Periodic Functions

The shortest interval of a graph which corresponds to just one unit of a repeating pattern is called the cycle of a function.

The distance between the two |x|-coordinates located at the ends of the same cycle is called the period.

1. Find the cycle and the period.

2. Use the period to relate the given point to the cycle.

3. Find the linear equation associated with the given point (if necessary).

4. Find the missing point.

During a mountain bike race, participants must complete the same lap several times. Here is a graph showing the altitude (in metres) of the ground relative to the time that has passed since the start of the race for one of the competitors.

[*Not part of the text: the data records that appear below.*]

PR #343, opened 2018-11-07
Prepare version 2.5.0 release

smithsz:
# 2.5.0 (2018-11-07)
- [FIXED] Don't override `plugins` array when instantiating a new client using VCAP.


smithsz:
See https://github.com/cloudant/nodejs-cloudant/pull/344.

PR #348, opened 2018-11-16
Prepare version 3.0.0 release

smithsz:
# 3.0.0 (2018-11-20)
- [FIXED] Expose `BasePlugin` type in Cloudant client.
- [FIXED] Set `parseUrl = false` on underlying Nano instance.
- [BREAKING CHANGE] Due to the Nano 7.x upgrade all return types are now a
  `Promise` (except for the `...AsStream` functions). _See
  [api-migration.md](https://github.com/cloudant/nodejs-cloudant/blob/master/api-migration.md#2x--3x)
  for migration details._
- [REMOVED] Remove nodejs-cloudant TypeScript type definitions for
  `db.search`. These definitions are now imported directly from Nano.
- [REMOVED] Removed support for the deprecated Cloudant virtual hosts feature.
- [UPGRADED] Using nano==7.1.1 dependency.

### DIFF
--- a/CHANGES.md
+++ b/CHANGES.md
@@ -1,6 +1,10 @@
-# 3.0.0 UNRELEASED
+# 3.0.0 (2018-11-20)
 - [FIXED] Expose `BasePlugin` type in Cloudant client.
 - [FIXED] Set `parseUrl = false` on underlying Nano instance.
+- [BREAKING CHANGE] Due to the Nano 7.x upgrade all return types are now a
+  `Promise` (except for the `...AsStream` functions). _See
+  [api-migration.md](https://github.com/cloudant/nodejs-cloudant/blob/master/api-migration.md#2x--3x)
+  for migration details._
 - [REMOVED] Remove nodejs-cloudant TypeScript type definitions for
   `db.search`. These definitions are now imported directly from Nano.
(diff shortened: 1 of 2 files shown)


CHANGES.md
```diff
@@ -1,4 +1,4 @@
-# 3.0.0 UNRELEASED
+# 3.0.0 (2018-11-19)
 - [FIXED] Expose `BasePlugin` type in Cloudant client.
 - [REMOVED] Remove nodejs-cloudant TypeScript type definitions for
   `db.search`. These definitions are now imported directly from Nano.
```
ricellis: I think we need a reference to the migration guide here. Similar to what we did for [version 2](https://github.com/cloudant/nodejs-cloudant/blob/master/CHANGES.md#201-2018-02-14). I think it could be associated with the `[UPGRADED]` nano point, but perhaps we should add a `[BREAKING CHANGE]` that talks about the return type change and points to the migration guide from there e.g.

```markdown
- [BREAKING CHANGE] Due to the Nano 7.x upgrade return types are now `Promise`s. _See [api-migration.md](https://github.com/cloudant/nodejs-cloudant/blob/master/api-migration.md#2x--3x)
  for migration details._
```
wdyt?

Using the data above, determine the altitude of the rider at the |54th| and |84th| minute.

Solution to the |54th| minute

1. Find the cycle and the period

To solve this problem, analyze the graph. In other words, find the cycle that repeats itself.

By carefully analyzing the graph, notice that the cycle begins at the point |(0,50)| and ends at |(17,50)|. So, there is a difference of |17| minutes between these two points |(17 - 0 = 17)|.

2. Use the period to relate the given point to the cycle

Using the definition of the period, we can relate the point located at |54| minutes with the cycle identified in the previous step. By subtracting the period several times, we find that:
||\begin{align}
\text{Number of completed periods}\ & = \ \ 54 \div 17 \\
& \approx \ \ 3.18 \\
& \approx \ \ 3 \end{align}||
Therefore, we must “backtrack” by |3| periods, that is, by |3 \times 17 = 51| minutes. Then, calculate |54 - 51 = 3| minutes.

3. Find the linear equation associated with the given point (if necessary)

Since we have "landed" directly on a clear point of the first cycle, it is not necessary to find the equation of the associated line. 

4. Find the missing point

Looking for the value at |x = 3|, the graph directly gives the answer: |y=80.| Thus, at the |54th| minute, the cyclist is at an altitude of |80| metre.


Solution to the |84th| minute

1. Find the cycle and determine the period

Since the problem is the same, the period is still |17| minutes.

2. Use the period to relate the given point to the known cycle

Using the definition of the period, we can relate the point located at |84| minutes to the cycle identified in the previous step. By subtracting the period several times, the result is the following:
||\begin{align}
\text{Number of completed periods} & = \ \ 84 \div 17 \\
& \approx \ \ 4.94 \\
& \approx \ \ 4 \end{align}||
Therefore, we must “backtrack” by |4| periods, that is, by |4 \times 17 = 68| minutes. Then, subtract |84 - 68 = 16| minutes.

3. Find the linear equation associated with the given point

Since the point is located on a straight line, its equation has the form |y=ax+b|. Use the nearby points |(10,15)| and |(17,50)| to find the equation of the line.
||\begin{align} a & =\ \dfrac{y_2-y_1}{x_2-x_1} \\ & =\ \dfrac{50 - 15}{17 - 10} \\ & =\ 5 \\ \\ \Rightarrow\ \ y & = 5x + b \\ 15 & = 5 (10) + b \\ 15 & = 50 + b \\ -35 & = b \\ \\ \Rightarrow\ \ y & = 5x - 35 \end{align}||

4. Find the missing point

Since we desire the value at |x = 16|, use the linear equation found in the previous step to determine the value of |y:| ||\begin{align} y\ \ & =\ \ 5x - 35 \\ \Rightarrow \ \ y\ \ & =\ \ 5 (16) - 35 \\ & =\ \ 80 - 35 \\ & =\ \ 45 \end{align}|| Thus, at the |84th| minute, the cyclist was at an altitude of |45| metres.

Certain periodic functions are very well-known. Studying them is essential. Not only do these functions allow the modeling of physical phenomena such as waves, but they also have connections to geometry. These are the trigonometric functions.